Stored data entries:
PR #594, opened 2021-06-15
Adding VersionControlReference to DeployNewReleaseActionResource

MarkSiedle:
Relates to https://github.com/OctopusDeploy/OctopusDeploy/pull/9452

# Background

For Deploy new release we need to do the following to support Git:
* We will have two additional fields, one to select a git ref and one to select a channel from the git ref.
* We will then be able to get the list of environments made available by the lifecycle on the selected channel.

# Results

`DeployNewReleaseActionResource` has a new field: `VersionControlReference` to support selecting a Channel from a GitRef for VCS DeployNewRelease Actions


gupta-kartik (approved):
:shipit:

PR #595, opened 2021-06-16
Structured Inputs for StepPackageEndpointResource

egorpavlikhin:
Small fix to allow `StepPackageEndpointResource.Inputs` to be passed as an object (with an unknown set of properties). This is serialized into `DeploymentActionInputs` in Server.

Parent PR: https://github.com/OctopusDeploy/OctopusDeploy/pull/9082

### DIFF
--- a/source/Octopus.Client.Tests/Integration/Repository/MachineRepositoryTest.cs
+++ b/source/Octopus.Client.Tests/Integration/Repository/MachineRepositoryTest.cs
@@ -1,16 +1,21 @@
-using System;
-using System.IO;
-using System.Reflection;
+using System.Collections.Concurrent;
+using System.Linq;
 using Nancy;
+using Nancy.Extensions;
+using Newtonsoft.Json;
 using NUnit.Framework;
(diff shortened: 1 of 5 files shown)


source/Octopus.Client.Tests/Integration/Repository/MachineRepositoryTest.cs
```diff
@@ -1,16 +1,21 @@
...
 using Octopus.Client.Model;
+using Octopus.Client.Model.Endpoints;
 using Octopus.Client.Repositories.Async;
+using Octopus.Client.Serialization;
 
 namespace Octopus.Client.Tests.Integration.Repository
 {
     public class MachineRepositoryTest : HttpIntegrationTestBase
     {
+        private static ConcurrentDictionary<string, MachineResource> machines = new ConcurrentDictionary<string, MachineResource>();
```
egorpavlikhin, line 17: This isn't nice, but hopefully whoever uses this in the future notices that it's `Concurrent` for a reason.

# TASK GOAL:
Copy out each record, keeping every word as it is.

# WRITTEN ANSWER:
PR #594, opened 2021-06-15
Adding VersionControlReference to DeployNewReleaseActionResource

MarkSiedle:
Relates to https://github.com/OctopusDeploy/OctopusDeploy/pull/9452

# Background

For Deploy new release we need to do the following to support Git:
* We will have two additional fields, one to select a git ref and one to select a channel from the git ref.
* We will then be able to get the list of environments made available by the lifecycle on the selected channel.

# Results

`DeployNewReleaseActionResource` has a new field: `VersionControlReference` to support selecting a Channel from a GitRef for VCS DeployNewRelease Actions


gupta-kartik (approved):
:shipit:

PR #595, opened 2021-06-16
Structured Inputs for StepPackageEndpointResource

egorpavlikhin:
Small fix to allow `StepPackageEndpointResource.Inputs` to be passed as an object (with an unknown set of properties). This is serialized into `DeploymentActionInputs` in Server.

Parent PR: https://github.com/OctopusDeploy/OctopusDeploy/pull/9082

### DIFF
--- a/source/Octopus.Client.Tests/Integration/Repository/MachineRepositoryTest.cs
+++ b/source/Octopus.Client.Tests/Integration/Repository/MachineRepositoryTest.cs
@@ -1,16 +1,21 @@
-using System;
-using System.IO;
-using System.Reflection;
+using System.Collections.Concurrent;
+using System.Linq;
 using Nancy;
+using Nancy.Extensions;
+using Newtonsoft.Json;
 using NUnit.Framework;
(diff shortened: 1 of 5 files shown)


source/Octopus.Client.Tests/Integration/Repository/MachineRepositoryTest.cs
```diff
@@ -1,16 +1,21 @@
...
 using Octopus.Client.Model;
+using Octopus.Client.Model.Endpoints;
 using Octopus.Client.Repositories.Async;
+using Octopus.Client.Serialization;
 
 namespace Octopus.Client.Tests.Integration.Repository
 {
     public class MachineRepositoryTest : HttpIntegrationTestBase
     {
+        private static ConcurrentDictionary<string, MachineResource> machines = new ConcurrentDictionary<string, MachineResource>();
```
egorpavlikhin, line 17: This isn't nice, but hopefully whoever uses this in the future notices that it's `Concurrent` for a reason.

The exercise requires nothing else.